[[ Record excerpts, beginning ]]
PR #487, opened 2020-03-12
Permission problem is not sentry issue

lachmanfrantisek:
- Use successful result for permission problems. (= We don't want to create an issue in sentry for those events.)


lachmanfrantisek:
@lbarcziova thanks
[[ Record excerpts, end ]]
Copy out each line of the records that holds the string "sentry".

Permission problem is not sentry issue
- Use successful result for permission problems. (= We don't want to create an issue in sentry for those events.)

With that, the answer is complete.